Instructions to follow
All of the data is to be repeated verbatim.

*** Exercise material Section Begins ***

PR #698, opened 2019-05-13
Highligt how to install k8s cluster.

gyliu513:
This change is [Reviewable](https://reviewable.io/reviews/kubeflow/website/698)


sarahmaddox:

*** Exercise material Section Ends ***

Solution
PR #698, opened 2019-05-13
Highligt how to install k8s cluster.

gyliu513:
This change is [Reviewable](https://reviewable.io/reviews/kubeflow/website/698)


sarahmaddox:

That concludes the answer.